__Extracted records__:
+ + + + +

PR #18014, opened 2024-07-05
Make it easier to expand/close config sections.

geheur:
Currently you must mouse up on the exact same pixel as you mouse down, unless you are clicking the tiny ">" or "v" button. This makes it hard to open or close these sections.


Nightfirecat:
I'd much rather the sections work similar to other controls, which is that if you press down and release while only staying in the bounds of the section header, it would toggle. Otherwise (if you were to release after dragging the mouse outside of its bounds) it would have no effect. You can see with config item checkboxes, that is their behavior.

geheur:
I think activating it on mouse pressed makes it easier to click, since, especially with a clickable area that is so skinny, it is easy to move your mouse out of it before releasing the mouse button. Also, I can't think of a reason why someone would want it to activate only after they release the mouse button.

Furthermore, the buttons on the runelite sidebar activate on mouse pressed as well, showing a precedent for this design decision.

+ + + + +

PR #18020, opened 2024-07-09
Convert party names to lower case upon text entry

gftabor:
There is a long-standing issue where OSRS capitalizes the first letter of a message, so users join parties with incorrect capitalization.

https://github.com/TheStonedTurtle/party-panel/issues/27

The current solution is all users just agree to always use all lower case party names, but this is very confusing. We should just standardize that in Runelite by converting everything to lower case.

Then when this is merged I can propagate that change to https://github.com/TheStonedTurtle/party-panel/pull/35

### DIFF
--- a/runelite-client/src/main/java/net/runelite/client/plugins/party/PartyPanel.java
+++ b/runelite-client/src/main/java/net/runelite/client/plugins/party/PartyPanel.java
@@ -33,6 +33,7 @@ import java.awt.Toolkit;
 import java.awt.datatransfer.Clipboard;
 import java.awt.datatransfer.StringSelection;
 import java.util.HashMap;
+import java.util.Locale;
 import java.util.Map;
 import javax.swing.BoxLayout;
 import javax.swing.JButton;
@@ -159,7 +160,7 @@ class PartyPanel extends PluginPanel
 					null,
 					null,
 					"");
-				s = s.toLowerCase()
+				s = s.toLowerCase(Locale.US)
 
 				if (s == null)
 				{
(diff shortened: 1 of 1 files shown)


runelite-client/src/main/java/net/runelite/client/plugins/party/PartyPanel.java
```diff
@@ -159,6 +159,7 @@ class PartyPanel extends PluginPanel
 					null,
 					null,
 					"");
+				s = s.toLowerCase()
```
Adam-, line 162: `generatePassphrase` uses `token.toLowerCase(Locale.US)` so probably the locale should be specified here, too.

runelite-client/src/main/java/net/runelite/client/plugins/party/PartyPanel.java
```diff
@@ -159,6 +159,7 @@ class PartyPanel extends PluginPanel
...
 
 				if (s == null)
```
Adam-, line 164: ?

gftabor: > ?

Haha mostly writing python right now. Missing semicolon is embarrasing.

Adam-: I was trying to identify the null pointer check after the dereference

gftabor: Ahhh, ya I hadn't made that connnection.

+ + + + +

__What the task asks__: Could you state how many lines of the records contain "import"? Give the number and nothing else.

__Finished task__: 8